Ingezonden door: Rinus Groen
Wanneer ik niet weet wat bijvoorbeeld altijd kwaad in het Engels is type ik dat in op Google met de toevoeging Engels en ik zie always angry. Simpel, maar wat nu als ik opvliegend bedoelde of kort lontje? Die specificatie geeft iets meer betekenis.
Zo is het ook met interval, duurloop of wedstrijd. Voor de een is de intervaltraining een hel en de ander vindt het leuk. Waarschijnlijk zouden ze met iets meer specificatie een ander beeld hebben. Laatst sprak ik iemand van mijn leeftijd die al meer dan 4000 wedstrijden heeft gelopen in de helft van de tijd waarin ik er 2000 heb gedaan. Maar loop je dan ook nog een beetje leuke tijden vroeg ik. Ja hoor, zei hij trots, ik had pasgeleden 32 op de 5km. Voor mij dus een verschrikking, voor hem een funest moment.
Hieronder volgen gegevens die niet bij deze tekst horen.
PR #12570, opened 2026-05-12
fix(clang-tidy): re-enable clang-diagnostic-unused-private-field

vish0012:
Re-enables `clang-diagnostic-unused-private-field` by removing `-Wno-unused-private-field` from `.clang-tidy-ci`.

The check was suppressed in #12431 with 2 reported errors in `perception/autoware_lidar_apollo_instance_segmentation`. This PR fixes both.

Refs #12450

### `autoware_lidar_apollo_instance_segmentation`

`FeatureGenerator` stored the constructor arguments `use_intensity_feature` and `use_constant_feature` in private member variables, but those member variables were never read after construction.

The constructor already uses the parameters directly to select the correct `FeatureMap` implementation, so this PR removes the unused private fields and their initializer-list entries without changing behavior.

Affected files:

- `perception/autoware_lidar_apollo_instance_segmentation/include/autoware/lidar_apollo_instance_segmentation/feature_generator.hpp`
- `perception/autoware_lidar_apollo_instance_segmentation/src/feature_generator.cpp`

## Verification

Ooit werd de diagnose longembolie bij mij gesteld. Mag ik hardlopen vroeg ik aan de internist. Ja hoor, geen probleem. 6 weken niet zei de sportarts. Vanwaar dat verschil vroeg ik aan de sportarts. De internist kent je niet en ziet alleen een man van in de 60 en weet wat hardlopen voor hem als internist persoonlijk betekent, waarschijnlijk 1 keer per week 3 kilometer ontspannen joggen in het bos. Mijn beeld was 100km per week met veel interval en wedstrijden. Van de sportarts mocht ik vervolgens ook lopen, maar met een hartslag van maximaal 130. Bovendien mocht ik slechts 2 eenheden alcohol per dag. Diezelfde dag stuurde ik een foto waarop ik een literfles bier dronk en mijn broer een pijpje.
6 weken later liep ik weer voor het eerst een wedstrijd, 5km op de baan in Epe. Het ging heerlijk, eindelijk had ik weer lucht. Mijn zoontje zag alleen een man met een enorme grimas en was bang dat ik elk moment dood kon neervallen.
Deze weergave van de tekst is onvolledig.